Delaney Twining makes both traditional and non-traditional cocktails his own by improving or sometimes outright changing the ingredients.

It also was served in a coupe, which is a rounded cocktail glass. Increasingly, better bars are moving from the triangle martini glasses to the more traditional coupes those glasses replaced.

Tidbits like this helped influence his menu decisions and cocktail design choices. Pretty much every item on the cocktail menu is a drink he invented from scratch or one he has repurposed.

The Millhouse, for instance, is essentially a Manhattan, but instead of using cheap sweet vermouth, Twining uses 10-year-old Port for a sweetness and a richness that underpins the whiskey in a full-flavored way.

There are other, less-subtle ways he’s trying to effect a cocktail culture change among the Nantuckets patrons, moving away from flavored vodkas, for example, and gimmicky flavored whiskies like “Fireball.”

He understands that these flavors can be replicated for people who want them, but just as a good restaurant takes time to prepare dishes with better ingredients, Twining wants to take the time and make better drinks with better ingredients.

So he makes his own “shrub syrups,” which are handmade flavor additives that can increase flavor without adding too much sweetness. He also fresh-squeezes all the lime, lemon and orange juices used to make drinks, including the “Hemingway,” his take on the daiquiri.

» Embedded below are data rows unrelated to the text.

PR #502, opened 2025-01-21
refactor: moderation from chatProvider to moderation store

JBR90:
## Description

- Simplifies logic from lesson chat moderation to store.
- Triggers moderation from chat store on 'Idle' streaming status
- Moderations store in provider with shared state actions
- Replaces reference to moderation in  lessonChat  
- Moves trpc calls to store - creates a new trpcClient
- Create store decorator and update stories

## How to test

Moderations and toxic moderations should work the same as before

Fixes AI-757

## Checklist


apps/nextjs/src/stores/chatStore/index.ts
```diff
@@ -0,0 +1,71 @@
...
+      set({
+        ...(nextStableMessages && {
+          stableMessages: nextStableMessages,
+        }),
+        streamingMessage: null,
+      });
+    } else {
+      // The latest message is streaming, previous messages are stable
+      const currentMessageData = messages[messages.length - 1];
+      // invariant(currentMessageData, "Should have at least one message");
```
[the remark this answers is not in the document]
codeincontext: I saw that there was always a message while `isLoading` is true. Even on a fresh chat, the first message is the user message with the initial lesson title

If we want to clear the messages then I imagine that `isLoading` wouldn't be true, and also that none of this logic is relevant so I guess that we can stick to `clearMessages`?

apps/nextjs/src/stores/moderationStore/actionFunctions/handleInitialiseModerations.tsx
```diff
@@ -0,0 +1,38 @@
...
+  }
+
+  const toxicInitial = mods.find(isToxic) ?? null;
+  const lastMod = mods[mods.length - 1] ?? null;
+  const toxicMod = lastMod && isToxic(lastMod) ? lastMod : toxicInitial;
+
+  set({
+    moderations: mods,
+    toxicInitialModeration: toxicInitial,
+    lastModeration: lastMod,
```
codeincontext, line 32: Values like `lastModeration` seem very easy for any consuming code to calculate. Do we need it denormalised in the store? It's usually safer to keep computed values computed so that they don't accidentally drift

Is there a good reason to be setting it upfront?

codeincontext: Oh, I see that the current version in ChatProvider uses useState rather than useMemo. I guess this is a sensible first version then!

apps/nextjs/src/stores/moderationStore/actionFunctions/handleToxicModeration.tsx
```diff
@@ -0,0 +1,10 @@
+import type { PersistedModerationBase } from "@oakai/core/src/utils/ailaModeration/moderationSchema";
+import { useChatStore } from "src/stores/chatStore";
+
+export const handleToxicModeration = (
```
codeincontext, line 4:
```suggestion
export const handleFlagToxicModeration = (
```

Maybe?

codeincontext: Or maybe the opposite. Maybe remove the `flag` from other places as it's not very clear what flagging is

apps/nextjs/src/stores/moderationStore/actionFunctions/handleToxicModeration.tsx
```diff
@@ -0,0 +1,10 @@
...
+  mod: PersistedModerationBase | null,
+  set: (state: { toxicModeration: PersistedModerationBase | null }) => void,
+) => {
+  set({ toxicModeration: mod });
+  useChatStore.getState().clearMessages();
```
codeincontext, line 9: We should be aware that this is a deviation from the current behaviour. At the moment it tells `useChat` to clear the messages, but this will presumably just remove our current copy

It would be an issue if `useChat` updated `messages` and the chat store synced again, but in the case of a toxic moderation that seems unlikely

apps/nextjs/src/stores/chatStore/index.ts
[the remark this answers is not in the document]
JBR90: I think it's fine as it is, if i create a fake toxic moderation it works as expected

apps/nextjs/src/stores/moderationStore/actionFunctions/handleInitialiseModerations.tsx
JBR90: Yeah i was reproducing the logic here, it's also used in a few places though out the chat

apps/nextjs/src/stores/moderationStore/actionFunctions/handleToxicModeration.tsx
JBR90: Yeah there are no more messages if there is a toxic lesson, only the option to start a new lesson

apps/nextjs/.storybook/decorators/ModerationStoreDecorator.tsx
```diff
@@ -0,0 +1,29 @@
...
+  type ModerationStore,
+} from "../../src/stores/moderationStore";
+
+declare module "@storybook/csf" {
+  interface Parameters {
+    moderationStoreState?: Partial<ModerationStore>;
+  }
+}
+
+export const ModerationStoreDecorator: Decorator = (Story, { parameters }) => {
```
JBR90, line 16: There is a bug on the doc's page with this pattern. Currently the docs pages take the state of the last story for the component and ignores the parameters. So if the last story has moderation props that docs will show this in each variation of the component on the docs page. Tested this with the store in a provider pattern and there are no issues. There may be another approach though?

apps/nextjs/src/components/AppComponents/Chat/chat-right-hand-side-lesson.tsx
```diff
@@ -59,6 +60,14 @@ const ChatRightHandSideLesson = ({
 
   const endOfDocRef = useRef<HTMLDivElement>(null);
 
+  const isModerationsLoading = useModerationStore(
+    (state) => state.isModerationsLoading,
+  );
+
+  if (isModerationsLoading) {
```
JBR90, line 67: This has been moved here from the provider.

apps/nextjs/.storybook/decorators/ModerationStoreDecorator.tsx
JBR90: Tried iframes but `inlineStories: false` is not working, there no iframes rendered from adding to preview or individual stories

apps/nextjs/src/components/StoreComponents/ModerationSync.tsx
```diff
@@ -0,0 +1,41 @@
...
+  const {
+    data: moderations,
+    isLoading: isModerationsLoading,
+    refetch: refetchModerations,
+  } = trpc.chat.appSessions.getModerations.useQuery(
+    { id },
+    {
+      refetchOnMount: true,
+      refetchOnWindowFocus: true,
+      staleTime: 0,
```
codeincontext, line 16: We will need to have a look at this before wrapping up this work

apps/nextjs/src/components/StoreComponents/ModerationSync.tsx
```diff
@@ -0,0 +1,41 @@
...
+
+  useEffect(() => {
+    if (moderations !== undefined) {
+      setModeration(moderations || []);
+    }
+  }, [moderations, setModeration]);
+
+  useEffect(() => {
+    void refetchModerations();
+  }, [refetchModerations]);
```
codeincontext, line 39: I think this is fine to get things working, but we will be trying to move away from having logic and data loading powered by hooks and effects. I think all of this behaviour should live in an action function, though that's something we can look at in a follow up

apps/nextjs/src/stores/moderationStore/actionFunctions/handleToxicModeration.tsx
codeincontext: We'll just need to be careful that we don't accidentally add behaviour that populates `messages` from the trpc getChat call. That gets triggered a lot and it could inadvertently repopulate the chat store

apps/nextjs/src/stores/moderationStore/index.ts
```diff
@@ -0,0 +1,59 @@
...
+    handleUpdateModerationState(mod, set, get);
+  },
+  // reset
+  reset: (mod) => {
+    set({
+      moderations: mod.moderations ?? [],
+      toxicInitialModeration: mod.toxicModeration ?? null,
+      toxicModeration: mod.toxicModeration ?? null,
+      lastModeration: mod.lastModeration ?? null,
+    });
```
codeincontext, line 49: There's a nice pattern for this in #496. We can align all the stores once that's merged

apps/nextjs/src/stores/moderationStore/index.ts
```diff
@@ -0,0 +1,59 @@
...
+  },
+}));
+
+export type ModerationStoreState = ReturnType<
+  typeof useModerationStore.getState
+>;
```
codeincontext, line 55: What's the difference between this and `ModerationStore`?

JBR90: Thats's not being used will remove

codeincontext (approved):
This looks good to me. There are some parts like data loading which we will want to bring into action functions rather then syncing from a hookl but that can some later. It's most useful to have a first version of this merged

Re storybook: Options are to move the store to a context (which we want to avoid for now), or to just disable docs for stories with problems. I think that's fine for now if the reason is written in a comment

mikeritson-oak (changes requested):
I've taken a look at the preview branch. As far as I could see, sensitive moderations seemed to be triggering as expected, certainly nothing out of the ordinary happened.
Toxic moderations seems to be having some issues. I noted that after a toxic moderation and lesson block, when I was trying to make another lesson, I was receiving further warnings each time. This happened twice. I then went to record the issue and on this attempt I received a sensitiave moderation instead, then carried on trying and eventually, after about 3-4 messages, my account was locked. 
It seems something is amiss with toxic moderation. I'm happy to have a call about this or check it out together?

codeincontext (approved):

apps/nextjs/src/components/AppComponents/Chat/toxic-moderation-view.tsx
```diff
@@ -45,6 +49,7 @@ const ToxicModerationView = ({
             variant="icon-only"
             title="New lesson"
             onClick={() => {
+              clearModerations();
```
codeincontext, line 52: Is this needed if we're now using the context? Will the store get recreated anyway?

JBR90: Yeah can get rif of this

apps/nextjs/src/stores/moderationStore/actionFunctions/handleFetchModeration.tsx
```diff
@@ -0,0 +1,33 @@
...
+export const handleFetchModerations = async (
+  set: (state: Pick<ModerationStore, "isModerationsLoading">) => void,
+  get: () => ModerationStore,
+  trpcUtils: TrpcUtils,
+) => {
+  const { updateModerationState, id } = get();
+
+  if (!id) {
+    return;
+  }
```
codeincontext, line 16: Is this an expected situation, or would it represent an error? It could be worth an `invariant`

JBR90: I guess there should be an id at that point so yes maybe a invariant would be better

apps/nextjs/src/stores/moderationStore/actionFunctions/handleFetchModeration.tsx
```diff
@@ -0,0 +1,33 @@
...
+    isModerationsLoading: true,
+  });
+  try {
+    const fetchedModerations =
+      await trpcUtils.chat.appSessions.getModerations.fetch({
+        id,
+      });
+    updateModerationState([...fetchedModerations]);
+  } catch (error) {
+    Sentry.captureException(error);
```
codeincontext, line 27:
```suggestion
    log.error("Error fetching moderation", error)
    Sentry.captureException(error);
```

apps/nextjs/src/stores/moderationStore/actionFunctions/handleFetchModeration.tsx
```diff
@@ -0,0 +1,33 @@
...
+  }
+  set({
+    isModerationsLoading: true,
+  });
+  try {
+    const fetchedModerations =
+      await trpcUtils.chat.appSessions.getModerations.fetch({
+        id,
+      });
+    updateModerationState([...fetchedModerations]);
```
codeincontext, line 25: I don't think that we should be changing the identity of this object on purpose. Did you have a problem with just passing them as-is?

apps/nextjs/src/stores/moderationStore/index.ts
```diff
@@ -0,0 +1,88 @@
...
+import type { ChatStore } from "../chatStore";
+import { logStoreUpdates } from "../zustandHelpers";
+import { handleFetchModerations } from "./actionFunctions/handleFetchModeration";
+import { handleToxicModeration } from "./actionFunctions/handleToxicModeration";
+import { handleUpdateModerationState } from "./actionFunctions/handleUpdateModerationState";
+
+export type ModerationStore = {
+  chatActions?: Pick<ChatStore, "setMessages">;
+
+  id: string | null;
```
codeincontext, line 16: Can this be null now that it's passed into the constructor?

apps/nextjs/src/stores/moderationStore/index.ts
```diff
@@ -0,0 +1,88 @@
...
+  reset: (params: Partial<ModerationStore>) => void;
+  clearModerations: () => void;
+};
+
+export const createModerationStore = ({
+  id = null,
+  initialValues = {},
+  trpcUtils,
+}: {
+  id?: string | null;
```
codeincontext, line 37: Should we just always expect this? Or do you think that it would help with storybook and testing to make it optional?

apps/nextjs/src/stores/moderationStore/index.ts
```diff
@@ -0,0 +1,88 @@
...
+
+    // reset
+    reset: (mod) => {
+      set({
+        moderations: mod.moderations ?? [],
+        toxicInitialModeration: mod.toxicModeration ?? null,
+        toxicModeration: mod.toxicModeration ?? null,
+        lastModeration: mod.lastModeration ?? null,
+      });
+    },
```
codeincontext, line 69: Do we still need reset?

apps/nextjs/src/utils/trpc.tsx
```diff
@@ -22,7 +22,7 @@ type CombinedRouter = AppRouter & ChatAppRouter;
 
 const trpc = createTRPCReact<CombinedRouter>();
 
-const discriminatingRouterLink: TRPCLink<CombinedRouter> = (runtime) => {
+export const discriminatingRouterLink: TRPCLink<CombinedRouter> = (runtime) => {
```
codeincontext, line 25: We don't need this export any more

packages/api/src/router/appSessions.ts
```diff
@@ -100,9 +100,9 @@ export const appSessionsRouter = router({
       const { id } = input;
 
       const moderations = await getSessionModerations(id);
-      return moderations.filter((moderation) =>
-        userIsOwner(moderation, ctx.auth),
-      );
+      return moderations
+        .filter((moderation) => userIsOwner(moderation, ctx.auth))
+        .sort((a, b) => a.createdAt.getTime() - b.createdAt.getTime());
```
codeincontext, line 105: It makes a lot of sense to me to sort it in the API. Nicely done

apps/nextjs/src/stores/moderationStore/actionFunctions/handleFetchModeration.tsx
JBR90: Was left from previous version, will change

mikeritson-oak (approved):
Checked in the preview branch. sensitive and toxic moderations are working fine. I've also checked account suspension and locking, plus blocking of shared content. Let's move it to a release candidate for some more testing there. 👍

“A lot of these drinks, the margarita, the pina colada, the daiquiri, weren’t created as frozen drinks,” he said. “But they were made with fresh juices, so we’ve gone back to that.”

Nantuckets restaurant in Fenwick Island Delaware.

Recently, he was making a creation of his own called “Whizz Bang,” which features El Buho mezcal, pineapple juice, ginger beer and a habanero shrub. Whiz Bang is a Harry Potter reference related to the fact that “El Buho” means “owl” in Spanish. A lot of the drinks have deep-cut names.

When putting together new drinks, he uses a flavor wheel approach, balancing sweet, sour, spicy and, as he says, “herbaceousness.” Getting the right amount of heat from the peppers led him to make a habanero shrub that would allow him to add the syrup but not increase the sweetness, which would have killed the drink.

The result is a cocktail that is heavy with flavor but not nearly as sweet as it looks, with a habanero bite that keeps the drinker a little bit thirsty.

Twining replaces the menu in spring and fall, adding new cocktails and removing those that didn’t work as he had hoped. It’s one of the privileges of working at a restaurant known for spectacular food. 

“I’m lucky because I’m working in a place where the food is bringing people in, so I can be more adventurous with my pairings,” he said.